───── The records

PR #2569, opened 2024-05-24
fix(core): expose unstable_resolve instead of unstable_is

dai-shi:
For jotai-scope, we don't need to expose unstable_is, because they use store api.
Exposing unstable_resolve might be better?


dai-shi:
Superseded by #2609.

PR #2572, opened 2024-05-24
Revert "fix(vanilla): fix unexpected cache in jotai-scope (#2371)"

dai-shi:
This reverts commit fdc2324f19d15827fcb2419279b6481f3fc5e9c0 #2371.

jotai-scope has got a new impl, so this might be correct, or not?


dai-shi:
this causes a regression.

──────────

● Task to carry out: Write the entries out again exactly.

● Result of the exercise:
PR #2569, opened 2024-05-24
fix(core): expose unstable_resolve instead of unstable_is

dai-shi:
For jotai-scope, we don't need to expose unstable_is, because they use store api.
Exposing unstable_resolve might be better?


dai-shi:
Superseded by #2609.

PR #2572, opened 2024-05-24
Revert "fix(vanilla): fix unexpected cache in jotai-scope (#2371)"

dai-shi:
This reverts commit fdc2324f19d15827fcb2419279b6481f3fc5e9c0 #2371.

jotai-scope has got a new impl, so this might be correct, or not?


dai-shi:
this causes a regression.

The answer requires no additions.